### About this task
After reading the entries below, copy word for word the lines from the first through the line containing "setTags(logRecord.tags);", and stop there.

### Source material
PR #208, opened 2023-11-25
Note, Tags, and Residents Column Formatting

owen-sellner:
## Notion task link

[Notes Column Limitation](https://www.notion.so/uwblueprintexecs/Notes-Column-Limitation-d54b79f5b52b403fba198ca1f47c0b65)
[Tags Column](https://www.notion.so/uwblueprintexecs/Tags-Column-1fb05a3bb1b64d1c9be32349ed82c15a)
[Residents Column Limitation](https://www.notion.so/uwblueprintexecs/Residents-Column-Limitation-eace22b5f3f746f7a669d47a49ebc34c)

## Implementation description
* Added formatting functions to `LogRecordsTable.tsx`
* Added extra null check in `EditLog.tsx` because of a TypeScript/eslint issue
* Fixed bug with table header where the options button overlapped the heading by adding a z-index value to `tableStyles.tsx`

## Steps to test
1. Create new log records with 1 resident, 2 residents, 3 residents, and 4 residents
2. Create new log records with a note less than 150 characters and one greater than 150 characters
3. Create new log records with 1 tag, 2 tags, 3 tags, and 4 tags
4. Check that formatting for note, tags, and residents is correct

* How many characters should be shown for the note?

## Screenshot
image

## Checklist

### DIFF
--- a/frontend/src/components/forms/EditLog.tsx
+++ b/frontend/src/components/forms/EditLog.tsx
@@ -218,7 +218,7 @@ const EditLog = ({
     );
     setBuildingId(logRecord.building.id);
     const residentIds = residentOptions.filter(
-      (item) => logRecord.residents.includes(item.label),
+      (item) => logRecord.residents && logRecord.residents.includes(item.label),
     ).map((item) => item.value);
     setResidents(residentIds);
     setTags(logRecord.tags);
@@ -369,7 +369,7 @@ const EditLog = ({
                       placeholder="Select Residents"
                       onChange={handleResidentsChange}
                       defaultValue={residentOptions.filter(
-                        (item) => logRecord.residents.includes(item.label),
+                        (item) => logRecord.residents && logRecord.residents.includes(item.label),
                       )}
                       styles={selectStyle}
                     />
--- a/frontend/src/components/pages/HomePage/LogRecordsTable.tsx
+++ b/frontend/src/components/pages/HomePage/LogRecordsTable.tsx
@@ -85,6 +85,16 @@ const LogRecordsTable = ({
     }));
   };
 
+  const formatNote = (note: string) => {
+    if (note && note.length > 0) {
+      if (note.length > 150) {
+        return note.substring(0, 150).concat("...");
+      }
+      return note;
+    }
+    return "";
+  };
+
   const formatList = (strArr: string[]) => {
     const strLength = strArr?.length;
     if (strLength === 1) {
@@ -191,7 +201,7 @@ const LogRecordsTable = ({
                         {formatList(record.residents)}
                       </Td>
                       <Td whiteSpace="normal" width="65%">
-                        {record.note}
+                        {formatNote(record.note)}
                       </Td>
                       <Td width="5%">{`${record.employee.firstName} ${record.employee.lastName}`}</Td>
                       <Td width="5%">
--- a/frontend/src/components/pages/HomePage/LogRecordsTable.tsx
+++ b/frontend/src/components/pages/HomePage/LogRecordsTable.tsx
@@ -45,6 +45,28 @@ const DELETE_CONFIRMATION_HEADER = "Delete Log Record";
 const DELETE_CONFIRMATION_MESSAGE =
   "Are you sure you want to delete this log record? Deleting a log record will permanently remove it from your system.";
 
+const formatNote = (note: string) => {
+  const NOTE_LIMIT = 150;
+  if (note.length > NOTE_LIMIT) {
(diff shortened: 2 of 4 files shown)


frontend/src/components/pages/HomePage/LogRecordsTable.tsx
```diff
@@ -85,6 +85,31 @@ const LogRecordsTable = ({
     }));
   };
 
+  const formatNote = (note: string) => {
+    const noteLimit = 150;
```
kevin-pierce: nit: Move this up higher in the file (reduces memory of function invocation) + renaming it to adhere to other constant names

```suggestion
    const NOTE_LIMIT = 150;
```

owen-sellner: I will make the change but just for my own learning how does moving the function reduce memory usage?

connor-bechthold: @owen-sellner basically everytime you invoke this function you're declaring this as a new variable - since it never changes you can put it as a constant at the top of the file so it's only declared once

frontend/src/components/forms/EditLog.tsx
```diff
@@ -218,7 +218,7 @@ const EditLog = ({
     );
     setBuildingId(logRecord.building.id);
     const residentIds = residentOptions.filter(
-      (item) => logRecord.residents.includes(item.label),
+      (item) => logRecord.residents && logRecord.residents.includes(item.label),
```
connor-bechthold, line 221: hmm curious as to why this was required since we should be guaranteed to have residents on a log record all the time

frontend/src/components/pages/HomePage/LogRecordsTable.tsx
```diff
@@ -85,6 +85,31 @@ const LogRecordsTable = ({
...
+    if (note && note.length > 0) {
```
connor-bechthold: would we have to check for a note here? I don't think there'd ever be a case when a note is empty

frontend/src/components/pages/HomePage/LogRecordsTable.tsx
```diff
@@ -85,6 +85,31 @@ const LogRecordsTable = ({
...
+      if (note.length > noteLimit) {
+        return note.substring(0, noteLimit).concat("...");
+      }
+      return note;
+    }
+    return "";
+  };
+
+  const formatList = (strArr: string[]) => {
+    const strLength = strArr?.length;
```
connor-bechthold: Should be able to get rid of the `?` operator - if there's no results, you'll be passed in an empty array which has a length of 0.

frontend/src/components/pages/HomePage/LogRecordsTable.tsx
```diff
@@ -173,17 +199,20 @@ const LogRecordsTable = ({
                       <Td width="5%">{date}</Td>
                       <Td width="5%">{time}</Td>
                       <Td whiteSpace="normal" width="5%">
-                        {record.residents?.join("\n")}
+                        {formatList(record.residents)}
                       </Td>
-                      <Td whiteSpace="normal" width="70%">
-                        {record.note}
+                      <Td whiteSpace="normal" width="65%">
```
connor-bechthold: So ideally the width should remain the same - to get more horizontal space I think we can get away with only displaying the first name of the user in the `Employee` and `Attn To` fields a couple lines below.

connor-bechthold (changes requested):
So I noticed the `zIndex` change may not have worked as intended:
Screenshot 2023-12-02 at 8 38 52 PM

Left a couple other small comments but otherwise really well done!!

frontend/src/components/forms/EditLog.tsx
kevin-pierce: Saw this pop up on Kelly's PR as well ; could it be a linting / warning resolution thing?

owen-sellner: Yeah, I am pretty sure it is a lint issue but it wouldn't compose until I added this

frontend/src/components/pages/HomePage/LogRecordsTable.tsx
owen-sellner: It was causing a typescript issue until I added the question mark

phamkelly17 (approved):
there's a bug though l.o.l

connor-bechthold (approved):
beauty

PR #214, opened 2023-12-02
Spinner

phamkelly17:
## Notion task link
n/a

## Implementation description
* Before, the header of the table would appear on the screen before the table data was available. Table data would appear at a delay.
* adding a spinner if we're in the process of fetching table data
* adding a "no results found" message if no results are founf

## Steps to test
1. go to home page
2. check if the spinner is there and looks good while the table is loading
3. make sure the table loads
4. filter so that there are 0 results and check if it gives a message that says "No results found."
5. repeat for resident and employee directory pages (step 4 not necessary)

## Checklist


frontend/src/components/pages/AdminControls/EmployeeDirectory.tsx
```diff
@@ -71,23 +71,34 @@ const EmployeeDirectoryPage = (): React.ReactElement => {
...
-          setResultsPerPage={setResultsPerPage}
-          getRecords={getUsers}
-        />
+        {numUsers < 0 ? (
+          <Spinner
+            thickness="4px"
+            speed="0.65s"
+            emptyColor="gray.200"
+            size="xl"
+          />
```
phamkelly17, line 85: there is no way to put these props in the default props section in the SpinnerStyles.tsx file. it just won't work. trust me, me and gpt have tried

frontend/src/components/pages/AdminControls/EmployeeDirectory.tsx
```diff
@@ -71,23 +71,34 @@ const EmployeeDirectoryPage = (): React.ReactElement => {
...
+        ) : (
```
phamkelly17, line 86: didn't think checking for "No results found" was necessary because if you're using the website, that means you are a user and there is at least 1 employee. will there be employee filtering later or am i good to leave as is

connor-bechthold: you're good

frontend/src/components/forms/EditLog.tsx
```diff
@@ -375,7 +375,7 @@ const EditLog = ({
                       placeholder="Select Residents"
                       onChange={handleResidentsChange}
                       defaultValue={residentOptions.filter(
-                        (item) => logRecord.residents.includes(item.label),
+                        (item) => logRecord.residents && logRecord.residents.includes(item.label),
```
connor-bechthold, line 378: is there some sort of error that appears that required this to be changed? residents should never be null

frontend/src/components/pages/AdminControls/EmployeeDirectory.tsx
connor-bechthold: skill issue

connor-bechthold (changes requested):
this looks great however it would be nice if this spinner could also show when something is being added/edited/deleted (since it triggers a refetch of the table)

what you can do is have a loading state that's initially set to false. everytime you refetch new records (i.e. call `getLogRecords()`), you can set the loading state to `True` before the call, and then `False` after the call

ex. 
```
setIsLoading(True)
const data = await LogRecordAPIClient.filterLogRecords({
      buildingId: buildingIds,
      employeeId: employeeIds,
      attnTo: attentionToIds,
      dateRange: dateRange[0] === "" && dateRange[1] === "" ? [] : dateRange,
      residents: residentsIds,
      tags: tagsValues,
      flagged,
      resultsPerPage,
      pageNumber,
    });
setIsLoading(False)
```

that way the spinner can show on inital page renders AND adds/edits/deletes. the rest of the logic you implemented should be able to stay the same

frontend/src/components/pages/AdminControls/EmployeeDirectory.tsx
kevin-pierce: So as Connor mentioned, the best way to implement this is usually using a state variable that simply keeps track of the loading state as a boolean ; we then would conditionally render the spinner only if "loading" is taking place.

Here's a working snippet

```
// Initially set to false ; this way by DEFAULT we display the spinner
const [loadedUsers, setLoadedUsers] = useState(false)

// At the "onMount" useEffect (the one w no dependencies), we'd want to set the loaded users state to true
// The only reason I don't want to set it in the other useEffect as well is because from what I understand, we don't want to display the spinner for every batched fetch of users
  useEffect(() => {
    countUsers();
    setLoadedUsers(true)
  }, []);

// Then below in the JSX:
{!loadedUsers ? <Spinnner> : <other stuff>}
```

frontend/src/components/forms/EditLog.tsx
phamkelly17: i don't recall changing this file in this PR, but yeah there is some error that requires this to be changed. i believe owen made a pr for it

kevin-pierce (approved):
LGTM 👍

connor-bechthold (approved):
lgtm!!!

### Solved problem
PR #208, opened 2023-11-25
Note, Tags, and Residents Column Formatting

owen-sellner:
## Notion task link

[Notes Column Limitation](https://www.notion.so/uwblueprintexecs/Notes-Column-Limitation-d54b79f5b52b403fba198ca1f47c0b65)
[Tags Column](https://www.notion.so/uwblueprintexecs/Tags-Column-1fb05a3bb1b64d1c9be32349ed82c15a)
[Residents Column Limitation](https://www.notion.so/uwblueprintexecs/Residents-Column-Limitation-eace22b5f3f746f7a669d47a49ebc34c)

## Implementation description
* Added formatting functions to `LogRecordsTable.tsx`
* Added extra null check in `EditLog.tsx` because of a TypeScript/eslint issue
* Fixed bug with table header where the options button overlapped the heading by adding a z-index value to `tableStyles.tsx`

## Steps to test
1. Create new log records with 1 resident, 2 residents, 3 residents, and 4 residents
2. Create new log records with a note less than 150 characters and one greater than 150 characters
3. Create new log records with 1 tag, 2 tags, 3 tags, and 4 tags
4. Check that formatting for note, tags, and residents is correct

* How many characters should be shown for the note?

## Screenshot
image

## Checklist

### DIFF
--- a/frontend/src/components/forms/EditLog.tsx
+++ b/frontend/src/components/forms/EditLog.tsx
@@ -218,7 +218,7 @@ const EditLog = ({
     );
     setBuildingId(logRecord.building.id);
     const residentIds = residentOptions.filter(
-      (item) => logRecord.residents.includes(item.label),
+      (item) => logRecord.residents && logRecord.residents.includes(item.label),
     ).map((item) => item.value);
     setResidents(residentIds);
     setTags(logRecord.tags);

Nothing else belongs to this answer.